Exercise brief
After locating the line that contains "conversations are interleaved" in the data below, set down exactly that line and each one after it through the line that contains "appears to be **no", and nothing more.

Records provided
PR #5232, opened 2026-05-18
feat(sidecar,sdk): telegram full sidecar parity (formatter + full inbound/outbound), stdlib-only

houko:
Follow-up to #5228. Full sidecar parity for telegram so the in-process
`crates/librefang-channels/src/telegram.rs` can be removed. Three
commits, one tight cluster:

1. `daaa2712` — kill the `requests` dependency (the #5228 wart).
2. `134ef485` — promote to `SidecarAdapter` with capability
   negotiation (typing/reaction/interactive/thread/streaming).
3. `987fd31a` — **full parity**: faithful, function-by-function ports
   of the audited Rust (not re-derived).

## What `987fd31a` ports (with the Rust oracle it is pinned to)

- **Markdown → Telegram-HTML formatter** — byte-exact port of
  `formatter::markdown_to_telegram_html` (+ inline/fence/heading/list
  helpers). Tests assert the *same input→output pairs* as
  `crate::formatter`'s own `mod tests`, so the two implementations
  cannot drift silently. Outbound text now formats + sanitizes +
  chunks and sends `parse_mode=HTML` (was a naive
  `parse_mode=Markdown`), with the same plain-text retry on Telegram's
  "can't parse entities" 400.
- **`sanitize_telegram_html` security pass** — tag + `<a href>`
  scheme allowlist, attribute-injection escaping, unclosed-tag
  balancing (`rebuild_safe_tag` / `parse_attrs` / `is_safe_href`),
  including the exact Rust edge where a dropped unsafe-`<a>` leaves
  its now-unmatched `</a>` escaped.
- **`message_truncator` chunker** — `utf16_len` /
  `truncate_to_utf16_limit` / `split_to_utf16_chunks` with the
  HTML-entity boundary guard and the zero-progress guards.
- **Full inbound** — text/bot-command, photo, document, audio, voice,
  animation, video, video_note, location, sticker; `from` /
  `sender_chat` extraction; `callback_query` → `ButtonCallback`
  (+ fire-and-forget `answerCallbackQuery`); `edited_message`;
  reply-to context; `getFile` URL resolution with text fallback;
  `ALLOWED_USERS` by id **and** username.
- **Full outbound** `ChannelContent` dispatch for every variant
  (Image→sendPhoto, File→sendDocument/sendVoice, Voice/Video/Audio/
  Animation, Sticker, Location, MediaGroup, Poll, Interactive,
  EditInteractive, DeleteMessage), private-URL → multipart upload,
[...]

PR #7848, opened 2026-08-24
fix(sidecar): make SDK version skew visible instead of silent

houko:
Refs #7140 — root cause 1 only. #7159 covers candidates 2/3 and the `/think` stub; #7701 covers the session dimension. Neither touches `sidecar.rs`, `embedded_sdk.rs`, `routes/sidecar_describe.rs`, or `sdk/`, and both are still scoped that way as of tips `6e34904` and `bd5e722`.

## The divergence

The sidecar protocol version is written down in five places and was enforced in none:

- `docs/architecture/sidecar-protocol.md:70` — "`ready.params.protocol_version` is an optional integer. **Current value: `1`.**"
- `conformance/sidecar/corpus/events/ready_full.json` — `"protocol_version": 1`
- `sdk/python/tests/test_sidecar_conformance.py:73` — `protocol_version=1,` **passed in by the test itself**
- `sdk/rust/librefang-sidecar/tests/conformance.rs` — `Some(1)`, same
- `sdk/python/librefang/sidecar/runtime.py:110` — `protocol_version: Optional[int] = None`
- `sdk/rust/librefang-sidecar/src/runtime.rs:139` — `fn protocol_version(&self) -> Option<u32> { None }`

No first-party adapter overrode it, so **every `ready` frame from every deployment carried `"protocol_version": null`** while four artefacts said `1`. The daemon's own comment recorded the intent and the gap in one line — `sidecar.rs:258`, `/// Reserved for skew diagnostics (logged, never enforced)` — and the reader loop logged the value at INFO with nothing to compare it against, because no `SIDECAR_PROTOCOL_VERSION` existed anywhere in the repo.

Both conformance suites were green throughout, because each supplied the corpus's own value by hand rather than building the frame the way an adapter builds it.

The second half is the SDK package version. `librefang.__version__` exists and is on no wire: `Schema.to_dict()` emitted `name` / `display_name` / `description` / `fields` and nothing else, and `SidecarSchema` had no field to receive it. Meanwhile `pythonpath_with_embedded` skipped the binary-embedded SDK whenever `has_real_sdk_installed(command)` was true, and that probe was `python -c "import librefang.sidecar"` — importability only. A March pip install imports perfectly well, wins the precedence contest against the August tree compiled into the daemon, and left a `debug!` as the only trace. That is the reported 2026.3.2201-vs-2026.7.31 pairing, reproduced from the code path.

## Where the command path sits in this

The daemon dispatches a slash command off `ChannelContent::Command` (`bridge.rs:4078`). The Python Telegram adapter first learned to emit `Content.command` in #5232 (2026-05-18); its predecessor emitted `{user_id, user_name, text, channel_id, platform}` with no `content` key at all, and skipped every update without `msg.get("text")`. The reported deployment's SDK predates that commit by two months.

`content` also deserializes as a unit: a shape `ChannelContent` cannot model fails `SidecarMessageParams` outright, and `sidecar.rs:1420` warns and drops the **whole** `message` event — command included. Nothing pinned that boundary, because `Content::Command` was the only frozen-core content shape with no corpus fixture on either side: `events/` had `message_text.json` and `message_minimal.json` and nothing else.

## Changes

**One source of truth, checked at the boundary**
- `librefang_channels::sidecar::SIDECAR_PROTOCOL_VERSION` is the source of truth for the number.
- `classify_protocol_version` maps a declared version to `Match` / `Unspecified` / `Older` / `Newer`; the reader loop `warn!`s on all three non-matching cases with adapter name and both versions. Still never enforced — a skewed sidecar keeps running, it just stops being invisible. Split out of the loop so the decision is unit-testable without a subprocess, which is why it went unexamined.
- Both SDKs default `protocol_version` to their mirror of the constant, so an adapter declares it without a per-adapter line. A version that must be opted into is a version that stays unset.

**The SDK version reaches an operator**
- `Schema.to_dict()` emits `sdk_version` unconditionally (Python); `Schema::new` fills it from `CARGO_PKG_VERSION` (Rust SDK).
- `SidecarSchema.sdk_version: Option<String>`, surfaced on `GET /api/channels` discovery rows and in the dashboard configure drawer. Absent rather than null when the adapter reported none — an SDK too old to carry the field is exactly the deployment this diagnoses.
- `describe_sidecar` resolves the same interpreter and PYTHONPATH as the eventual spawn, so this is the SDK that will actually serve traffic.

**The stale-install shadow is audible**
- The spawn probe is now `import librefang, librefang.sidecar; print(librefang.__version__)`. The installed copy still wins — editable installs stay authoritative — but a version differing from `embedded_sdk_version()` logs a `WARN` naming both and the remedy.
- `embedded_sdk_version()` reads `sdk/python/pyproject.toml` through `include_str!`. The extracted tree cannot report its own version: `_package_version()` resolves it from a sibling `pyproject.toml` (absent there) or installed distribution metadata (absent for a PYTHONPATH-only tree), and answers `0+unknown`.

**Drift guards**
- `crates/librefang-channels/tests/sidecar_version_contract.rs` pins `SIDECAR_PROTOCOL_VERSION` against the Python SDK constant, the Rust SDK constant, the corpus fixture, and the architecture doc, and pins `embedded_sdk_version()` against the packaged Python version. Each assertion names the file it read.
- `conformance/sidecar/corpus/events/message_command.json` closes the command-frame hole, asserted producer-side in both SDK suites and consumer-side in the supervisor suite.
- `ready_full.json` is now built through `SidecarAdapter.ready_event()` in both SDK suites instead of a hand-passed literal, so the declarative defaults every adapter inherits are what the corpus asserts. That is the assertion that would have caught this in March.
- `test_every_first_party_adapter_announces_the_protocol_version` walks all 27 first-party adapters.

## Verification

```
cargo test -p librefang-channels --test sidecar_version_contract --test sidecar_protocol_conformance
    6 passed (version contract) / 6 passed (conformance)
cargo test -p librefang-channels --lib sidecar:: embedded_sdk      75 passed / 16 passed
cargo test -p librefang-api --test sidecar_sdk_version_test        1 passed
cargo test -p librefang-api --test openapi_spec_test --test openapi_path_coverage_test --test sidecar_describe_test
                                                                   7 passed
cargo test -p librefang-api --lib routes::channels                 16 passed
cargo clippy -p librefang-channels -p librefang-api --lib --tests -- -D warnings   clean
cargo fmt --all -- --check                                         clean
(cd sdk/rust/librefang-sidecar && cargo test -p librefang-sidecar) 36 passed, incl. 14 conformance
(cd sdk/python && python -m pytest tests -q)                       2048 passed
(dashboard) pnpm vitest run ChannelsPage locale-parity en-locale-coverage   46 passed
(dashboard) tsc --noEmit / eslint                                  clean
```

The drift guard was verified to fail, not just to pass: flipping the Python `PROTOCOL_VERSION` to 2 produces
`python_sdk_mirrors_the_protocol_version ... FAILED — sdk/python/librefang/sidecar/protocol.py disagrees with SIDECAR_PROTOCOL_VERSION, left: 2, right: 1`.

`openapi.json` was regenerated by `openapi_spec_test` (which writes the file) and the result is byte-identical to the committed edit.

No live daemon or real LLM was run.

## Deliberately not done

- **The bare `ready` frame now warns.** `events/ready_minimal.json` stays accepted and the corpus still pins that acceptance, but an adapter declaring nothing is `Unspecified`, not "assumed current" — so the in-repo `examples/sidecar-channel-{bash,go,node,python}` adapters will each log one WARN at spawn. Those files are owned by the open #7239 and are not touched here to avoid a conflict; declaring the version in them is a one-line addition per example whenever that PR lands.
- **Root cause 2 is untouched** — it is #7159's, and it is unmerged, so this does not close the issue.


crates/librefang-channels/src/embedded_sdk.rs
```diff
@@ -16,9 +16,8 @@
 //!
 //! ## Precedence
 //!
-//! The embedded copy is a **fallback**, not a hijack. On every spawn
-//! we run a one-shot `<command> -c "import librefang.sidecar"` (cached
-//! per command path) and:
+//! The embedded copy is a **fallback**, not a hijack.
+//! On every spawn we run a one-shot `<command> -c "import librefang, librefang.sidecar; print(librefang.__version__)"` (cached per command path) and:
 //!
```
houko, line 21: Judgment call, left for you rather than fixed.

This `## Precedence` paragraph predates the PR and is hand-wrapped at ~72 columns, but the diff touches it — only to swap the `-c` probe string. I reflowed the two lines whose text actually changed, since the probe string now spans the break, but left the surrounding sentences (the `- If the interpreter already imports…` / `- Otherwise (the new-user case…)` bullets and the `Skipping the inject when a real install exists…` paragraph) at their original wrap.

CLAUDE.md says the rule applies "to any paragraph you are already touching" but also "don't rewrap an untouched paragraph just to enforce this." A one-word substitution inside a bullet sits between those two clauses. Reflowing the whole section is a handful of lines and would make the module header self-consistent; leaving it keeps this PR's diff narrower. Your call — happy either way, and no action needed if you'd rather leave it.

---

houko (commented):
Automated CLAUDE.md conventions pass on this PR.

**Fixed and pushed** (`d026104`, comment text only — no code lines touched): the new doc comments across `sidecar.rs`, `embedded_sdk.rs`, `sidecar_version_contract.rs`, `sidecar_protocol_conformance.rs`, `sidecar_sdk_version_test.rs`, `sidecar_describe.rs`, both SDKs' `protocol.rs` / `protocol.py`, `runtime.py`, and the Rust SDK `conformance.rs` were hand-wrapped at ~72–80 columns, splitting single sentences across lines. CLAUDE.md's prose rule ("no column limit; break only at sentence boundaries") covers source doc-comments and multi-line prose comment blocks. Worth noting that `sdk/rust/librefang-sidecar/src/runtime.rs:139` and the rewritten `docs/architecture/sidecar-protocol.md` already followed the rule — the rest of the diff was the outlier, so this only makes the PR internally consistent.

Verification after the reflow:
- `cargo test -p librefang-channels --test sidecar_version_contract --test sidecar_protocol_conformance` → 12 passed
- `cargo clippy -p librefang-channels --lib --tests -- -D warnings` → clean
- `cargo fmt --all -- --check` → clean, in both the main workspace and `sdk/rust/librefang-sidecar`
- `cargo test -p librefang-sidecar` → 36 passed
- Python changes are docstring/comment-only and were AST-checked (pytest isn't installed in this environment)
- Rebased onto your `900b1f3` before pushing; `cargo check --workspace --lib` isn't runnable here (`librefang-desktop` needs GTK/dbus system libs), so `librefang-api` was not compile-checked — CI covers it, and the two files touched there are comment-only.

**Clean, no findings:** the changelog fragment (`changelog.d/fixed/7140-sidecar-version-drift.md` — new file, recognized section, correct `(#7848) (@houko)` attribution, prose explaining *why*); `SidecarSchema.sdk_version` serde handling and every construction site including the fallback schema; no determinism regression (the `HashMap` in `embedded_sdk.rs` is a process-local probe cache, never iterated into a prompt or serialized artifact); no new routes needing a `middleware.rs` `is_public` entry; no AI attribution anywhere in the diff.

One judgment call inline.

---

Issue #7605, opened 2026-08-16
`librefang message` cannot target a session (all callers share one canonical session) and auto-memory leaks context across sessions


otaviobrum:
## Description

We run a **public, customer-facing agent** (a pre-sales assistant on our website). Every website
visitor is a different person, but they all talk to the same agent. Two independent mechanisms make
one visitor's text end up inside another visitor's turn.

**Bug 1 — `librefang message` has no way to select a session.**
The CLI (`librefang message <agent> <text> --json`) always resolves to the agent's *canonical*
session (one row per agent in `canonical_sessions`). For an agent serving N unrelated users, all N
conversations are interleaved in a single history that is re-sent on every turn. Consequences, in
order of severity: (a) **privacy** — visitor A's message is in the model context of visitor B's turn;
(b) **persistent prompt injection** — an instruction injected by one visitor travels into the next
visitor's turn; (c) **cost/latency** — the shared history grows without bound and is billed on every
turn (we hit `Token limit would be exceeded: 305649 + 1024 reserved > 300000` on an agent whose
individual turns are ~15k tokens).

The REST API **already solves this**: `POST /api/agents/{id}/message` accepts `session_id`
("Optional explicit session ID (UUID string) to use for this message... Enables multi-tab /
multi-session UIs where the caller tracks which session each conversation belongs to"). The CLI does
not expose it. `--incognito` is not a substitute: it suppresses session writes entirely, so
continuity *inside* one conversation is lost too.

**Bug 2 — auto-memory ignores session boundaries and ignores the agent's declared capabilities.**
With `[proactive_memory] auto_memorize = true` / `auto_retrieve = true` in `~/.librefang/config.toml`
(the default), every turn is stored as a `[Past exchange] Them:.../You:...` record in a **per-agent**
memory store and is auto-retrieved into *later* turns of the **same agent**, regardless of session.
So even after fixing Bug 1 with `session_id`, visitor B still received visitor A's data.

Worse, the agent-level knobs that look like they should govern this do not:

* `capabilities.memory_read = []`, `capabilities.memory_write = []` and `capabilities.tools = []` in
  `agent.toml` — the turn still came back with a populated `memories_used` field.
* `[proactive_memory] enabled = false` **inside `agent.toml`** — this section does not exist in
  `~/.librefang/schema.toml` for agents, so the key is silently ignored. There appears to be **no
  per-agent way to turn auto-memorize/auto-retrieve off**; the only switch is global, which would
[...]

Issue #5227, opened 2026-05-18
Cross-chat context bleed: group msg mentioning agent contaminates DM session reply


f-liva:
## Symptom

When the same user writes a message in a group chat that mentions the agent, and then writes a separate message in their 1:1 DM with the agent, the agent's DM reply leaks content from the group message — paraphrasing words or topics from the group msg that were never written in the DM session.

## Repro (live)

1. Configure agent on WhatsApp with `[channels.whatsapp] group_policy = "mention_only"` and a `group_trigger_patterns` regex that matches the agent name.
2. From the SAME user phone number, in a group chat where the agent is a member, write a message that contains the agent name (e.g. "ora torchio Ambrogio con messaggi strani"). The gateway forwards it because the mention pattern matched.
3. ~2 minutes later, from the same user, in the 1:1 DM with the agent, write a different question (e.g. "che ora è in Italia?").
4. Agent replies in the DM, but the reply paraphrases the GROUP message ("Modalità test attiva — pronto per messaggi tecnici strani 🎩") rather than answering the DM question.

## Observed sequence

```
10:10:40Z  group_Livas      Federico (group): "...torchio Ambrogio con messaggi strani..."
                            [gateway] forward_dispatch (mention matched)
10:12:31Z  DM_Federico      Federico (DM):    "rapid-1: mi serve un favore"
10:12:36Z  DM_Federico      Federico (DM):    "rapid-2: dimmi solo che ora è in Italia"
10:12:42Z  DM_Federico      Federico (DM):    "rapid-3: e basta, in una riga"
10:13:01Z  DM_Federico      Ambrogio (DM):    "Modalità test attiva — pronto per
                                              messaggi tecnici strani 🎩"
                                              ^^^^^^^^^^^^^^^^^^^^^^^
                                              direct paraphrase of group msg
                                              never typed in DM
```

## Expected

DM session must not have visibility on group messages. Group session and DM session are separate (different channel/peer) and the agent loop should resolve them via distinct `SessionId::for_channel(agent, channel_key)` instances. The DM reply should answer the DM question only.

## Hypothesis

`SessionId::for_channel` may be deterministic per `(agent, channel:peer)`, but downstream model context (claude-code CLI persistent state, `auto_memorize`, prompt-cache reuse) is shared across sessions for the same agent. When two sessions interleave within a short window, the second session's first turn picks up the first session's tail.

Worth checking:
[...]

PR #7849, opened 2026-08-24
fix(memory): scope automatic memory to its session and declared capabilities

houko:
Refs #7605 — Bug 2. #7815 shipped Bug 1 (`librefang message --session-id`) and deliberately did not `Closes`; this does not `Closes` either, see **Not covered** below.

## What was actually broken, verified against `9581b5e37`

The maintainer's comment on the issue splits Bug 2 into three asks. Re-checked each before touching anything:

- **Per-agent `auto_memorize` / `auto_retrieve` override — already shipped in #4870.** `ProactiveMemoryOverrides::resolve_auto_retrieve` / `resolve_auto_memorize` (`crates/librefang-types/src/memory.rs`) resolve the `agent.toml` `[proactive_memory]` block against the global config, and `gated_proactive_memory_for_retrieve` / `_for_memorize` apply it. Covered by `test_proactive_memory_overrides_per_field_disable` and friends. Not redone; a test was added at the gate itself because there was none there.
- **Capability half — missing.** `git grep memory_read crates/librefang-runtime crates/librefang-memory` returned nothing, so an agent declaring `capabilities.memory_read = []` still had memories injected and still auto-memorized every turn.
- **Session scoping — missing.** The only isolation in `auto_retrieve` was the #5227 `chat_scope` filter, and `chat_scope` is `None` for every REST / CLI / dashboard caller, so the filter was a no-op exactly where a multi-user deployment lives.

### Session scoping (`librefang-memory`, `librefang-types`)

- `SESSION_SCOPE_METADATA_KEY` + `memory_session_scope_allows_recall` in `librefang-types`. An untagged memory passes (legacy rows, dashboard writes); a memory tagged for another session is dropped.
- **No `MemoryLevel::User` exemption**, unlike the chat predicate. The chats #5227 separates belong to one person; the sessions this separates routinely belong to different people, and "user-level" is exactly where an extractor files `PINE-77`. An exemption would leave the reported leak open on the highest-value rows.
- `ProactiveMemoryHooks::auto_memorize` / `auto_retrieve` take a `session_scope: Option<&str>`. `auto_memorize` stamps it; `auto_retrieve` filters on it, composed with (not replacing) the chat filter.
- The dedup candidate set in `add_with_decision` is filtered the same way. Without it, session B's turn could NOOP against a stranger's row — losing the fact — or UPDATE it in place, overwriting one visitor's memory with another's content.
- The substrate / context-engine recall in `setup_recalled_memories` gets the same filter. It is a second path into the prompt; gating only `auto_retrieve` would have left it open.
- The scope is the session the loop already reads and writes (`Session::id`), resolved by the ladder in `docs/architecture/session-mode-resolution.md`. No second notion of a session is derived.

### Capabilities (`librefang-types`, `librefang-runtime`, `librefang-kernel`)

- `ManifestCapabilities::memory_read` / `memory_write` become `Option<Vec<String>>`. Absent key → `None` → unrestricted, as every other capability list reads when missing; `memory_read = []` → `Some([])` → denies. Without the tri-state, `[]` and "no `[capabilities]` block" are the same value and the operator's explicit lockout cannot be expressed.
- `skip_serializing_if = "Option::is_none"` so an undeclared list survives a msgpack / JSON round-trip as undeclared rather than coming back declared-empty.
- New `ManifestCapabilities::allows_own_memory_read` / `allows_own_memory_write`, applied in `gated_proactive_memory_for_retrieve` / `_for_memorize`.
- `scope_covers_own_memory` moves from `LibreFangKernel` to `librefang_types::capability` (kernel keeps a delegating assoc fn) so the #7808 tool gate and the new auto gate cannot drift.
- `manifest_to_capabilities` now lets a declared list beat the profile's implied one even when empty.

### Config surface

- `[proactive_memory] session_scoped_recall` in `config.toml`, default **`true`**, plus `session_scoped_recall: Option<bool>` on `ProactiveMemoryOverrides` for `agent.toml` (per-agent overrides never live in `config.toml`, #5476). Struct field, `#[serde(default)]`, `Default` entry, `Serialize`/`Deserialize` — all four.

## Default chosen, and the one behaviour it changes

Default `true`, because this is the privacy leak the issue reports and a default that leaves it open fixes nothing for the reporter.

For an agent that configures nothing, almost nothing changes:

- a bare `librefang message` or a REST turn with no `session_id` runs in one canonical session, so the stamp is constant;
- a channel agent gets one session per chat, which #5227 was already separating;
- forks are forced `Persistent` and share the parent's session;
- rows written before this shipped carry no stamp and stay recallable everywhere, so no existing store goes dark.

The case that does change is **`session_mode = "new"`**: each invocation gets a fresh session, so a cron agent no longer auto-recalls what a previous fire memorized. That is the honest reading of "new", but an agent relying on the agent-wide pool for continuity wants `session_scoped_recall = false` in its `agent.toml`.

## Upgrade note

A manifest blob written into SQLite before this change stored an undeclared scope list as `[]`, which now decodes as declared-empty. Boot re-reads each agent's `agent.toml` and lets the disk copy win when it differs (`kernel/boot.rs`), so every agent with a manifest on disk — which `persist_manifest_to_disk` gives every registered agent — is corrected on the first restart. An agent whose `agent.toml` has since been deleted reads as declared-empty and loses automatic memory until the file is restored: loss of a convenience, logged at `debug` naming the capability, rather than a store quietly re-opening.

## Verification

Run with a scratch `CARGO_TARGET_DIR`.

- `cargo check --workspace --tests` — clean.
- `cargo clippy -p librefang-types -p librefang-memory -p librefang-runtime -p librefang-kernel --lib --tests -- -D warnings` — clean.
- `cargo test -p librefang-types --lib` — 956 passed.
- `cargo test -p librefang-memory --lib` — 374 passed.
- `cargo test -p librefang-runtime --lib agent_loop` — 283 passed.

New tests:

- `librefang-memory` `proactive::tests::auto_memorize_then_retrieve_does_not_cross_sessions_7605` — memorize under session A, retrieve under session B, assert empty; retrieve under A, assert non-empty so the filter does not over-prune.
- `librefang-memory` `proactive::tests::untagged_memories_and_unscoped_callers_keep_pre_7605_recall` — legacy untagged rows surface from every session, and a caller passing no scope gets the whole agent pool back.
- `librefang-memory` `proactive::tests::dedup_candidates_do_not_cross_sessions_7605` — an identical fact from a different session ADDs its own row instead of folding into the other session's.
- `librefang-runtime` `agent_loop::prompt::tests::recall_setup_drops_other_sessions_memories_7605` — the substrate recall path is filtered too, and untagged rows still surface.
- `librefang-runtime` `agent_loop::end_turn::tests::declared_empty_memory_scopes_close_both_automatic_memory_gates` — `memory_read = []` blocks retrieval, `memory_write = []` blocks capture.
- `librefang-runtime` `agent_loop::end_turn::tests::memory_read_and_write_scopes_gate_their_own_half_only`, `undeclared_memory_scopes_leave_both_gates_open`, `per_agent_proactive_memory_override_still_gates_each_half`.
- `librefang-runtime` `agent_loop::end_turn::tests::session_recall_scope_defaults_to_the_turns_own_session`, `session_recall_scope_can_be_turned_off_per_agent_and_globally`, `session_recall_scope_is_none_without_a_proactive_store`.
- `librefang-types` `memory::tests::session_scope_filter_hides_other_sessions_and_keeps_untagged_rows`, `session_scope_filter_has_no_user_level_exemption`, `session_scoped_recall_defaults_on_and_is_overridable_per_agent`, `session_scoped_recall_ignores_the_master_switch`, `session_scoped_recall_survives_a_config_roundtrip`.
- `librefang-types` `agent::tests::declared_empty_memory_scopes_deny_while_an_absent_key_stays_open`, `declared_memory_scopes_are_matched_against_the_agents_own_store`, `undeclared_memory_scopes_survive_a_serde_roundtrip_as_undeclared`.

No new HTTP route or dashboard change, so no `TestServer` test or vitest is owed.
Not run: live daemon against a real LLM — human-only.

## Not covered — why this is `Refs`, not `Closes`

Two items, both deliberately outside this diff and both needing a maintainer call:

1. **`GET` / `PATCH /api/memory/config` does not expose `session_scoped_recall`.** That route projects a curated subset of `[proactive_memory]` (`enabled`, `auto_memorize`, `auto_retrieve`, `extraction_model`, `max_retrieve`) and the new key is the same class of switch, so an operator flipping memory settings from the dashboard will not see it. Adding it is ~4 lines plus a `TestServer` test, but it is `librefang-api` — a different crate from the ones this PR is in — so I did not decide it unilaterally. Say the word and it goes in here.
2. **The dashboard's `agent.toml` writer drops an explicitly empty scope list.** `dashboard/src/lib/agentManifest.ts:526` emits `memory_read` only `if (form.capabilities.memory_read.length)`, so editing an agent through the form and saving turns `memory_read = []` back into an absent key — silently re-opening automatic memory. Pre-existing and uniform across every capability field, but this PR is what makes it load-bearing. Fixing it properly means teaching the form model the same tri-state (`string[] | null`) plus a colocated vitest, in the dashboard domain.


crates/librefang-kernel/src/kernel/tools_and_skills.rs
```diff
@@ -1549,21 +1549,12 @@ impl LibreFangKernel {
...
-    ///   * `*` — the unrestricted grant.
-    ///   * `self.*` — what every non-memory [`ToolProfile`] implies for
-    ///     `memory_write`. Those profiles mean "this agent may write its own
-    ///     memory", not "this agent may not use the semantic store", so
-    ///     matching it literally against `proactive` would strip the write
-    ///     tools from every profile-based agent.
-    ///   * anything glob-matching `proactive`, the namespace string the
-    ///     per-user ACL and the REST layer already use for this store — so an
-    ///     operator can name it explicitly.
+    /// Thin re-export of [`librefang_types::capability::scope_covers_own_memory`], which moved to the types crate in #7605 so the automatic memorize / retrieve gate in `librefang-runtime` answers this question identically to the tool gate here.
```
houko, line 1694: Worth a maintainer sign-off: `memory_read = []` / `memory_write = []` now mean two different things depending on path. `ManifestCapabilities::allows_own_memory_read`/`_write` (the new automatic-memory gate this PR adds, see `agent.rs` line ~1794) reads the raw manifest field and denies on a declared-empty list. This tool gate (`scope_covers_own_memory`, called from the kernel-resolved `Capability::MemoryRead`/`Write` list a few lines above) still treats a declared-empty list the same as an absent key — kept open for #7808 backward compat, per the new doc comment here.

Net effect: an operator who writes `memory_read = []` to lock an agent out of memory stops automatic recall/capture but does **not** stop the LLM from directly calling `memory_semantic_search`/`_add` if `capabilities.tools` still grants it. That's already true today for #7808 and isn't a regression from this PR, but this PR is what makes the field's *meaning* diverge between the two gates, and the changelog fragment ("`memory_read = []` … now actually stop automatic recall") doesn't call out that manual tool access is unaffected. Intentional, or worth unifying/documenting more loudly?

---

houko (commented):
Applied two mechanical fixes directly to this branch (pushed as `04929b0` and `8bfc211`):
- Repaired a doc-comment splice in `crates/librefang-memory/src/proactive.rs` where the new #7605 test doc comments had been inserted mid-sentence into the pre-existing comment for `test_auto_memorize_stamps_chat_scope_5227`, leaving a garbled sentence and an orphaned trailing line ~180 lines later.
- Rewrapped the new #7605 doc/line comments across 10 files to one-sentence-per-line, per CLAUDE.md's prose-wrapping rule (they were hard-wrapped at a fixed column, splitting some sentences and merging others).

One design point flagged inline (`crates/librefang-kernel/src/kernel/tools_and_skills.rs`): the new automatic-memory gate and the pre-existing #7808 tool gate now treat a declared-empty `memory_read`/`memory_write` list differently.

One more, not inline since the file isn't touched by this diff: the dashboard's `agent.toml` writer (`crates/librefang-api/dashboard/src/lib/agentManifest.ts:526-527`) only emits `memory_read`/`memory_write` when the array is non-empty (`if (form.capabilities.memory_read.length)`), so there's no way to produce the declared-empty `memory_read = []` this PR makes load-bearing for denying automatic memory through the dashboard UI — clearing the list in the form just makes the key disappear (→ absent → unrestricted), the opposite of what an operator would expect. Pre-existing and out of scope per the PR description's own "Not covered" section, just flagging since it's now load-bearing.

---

Response area
conversations are interleaved in a single history that is re-sent on every turn. Consequences, in
order of severity: (a) **privacy** — visitor A's message is in the model context of visitor B's turn;
(b) **persistent prompt injection** — an instruction injected by one visitor travels into the next
visitor's turn; (c) **cost/latency** — the shared history grows without bound and is billed on every
turn (we hit `Token limit would be exceeded: 305649 + 1024 reserved > 300000` on an agent whose
individual turns are ~15k tokens).

The REST API **already solves this**: `POST /api/agents/{id}/message` accepts `session_id`
("Optional explicit session ID (UUID string) to use for this message... Enables multi-tab /
multi-session UIs where the caller tracks which session each conversation belongs to"). The CLI does
not expose it. `--incognito` is not a substitute: it suppresses session writes entirely, so
continuity *inside* one conversation is lost too.

**Bug 2 — auto-memory ignores session boundaries and ignores the agent's declared capabilities.**
With `[proactive_memory] auto_memorize = true` / `auto_retrieve = true` in `~/.librefang/config.toml`
(the default), every turn is stored as a `[Past exchange] Them:.../You:...` record in a **per-agent**
memory store and is auto-retrieved into *later* turns of the **same agent**, regardless of session.
So even after fixing Bug 1 with `session_id`, visitor B still received visitor A's data.

Worse, the agent-level knobs that look like they should govern this do not:

* `capabilities.memory_read = []`, `capabilities.memory_write = []` and `capabilities.tools = []` in
  `agent.toml` — the turn still came back with a populated `memories_used` field.
* `[proactive_memory] enabled = false` **inside `agent.toml`** — this section does not exist in
  `~/.librefang/schema.toml` for agents, so the key is silently ignored. There appears to be **no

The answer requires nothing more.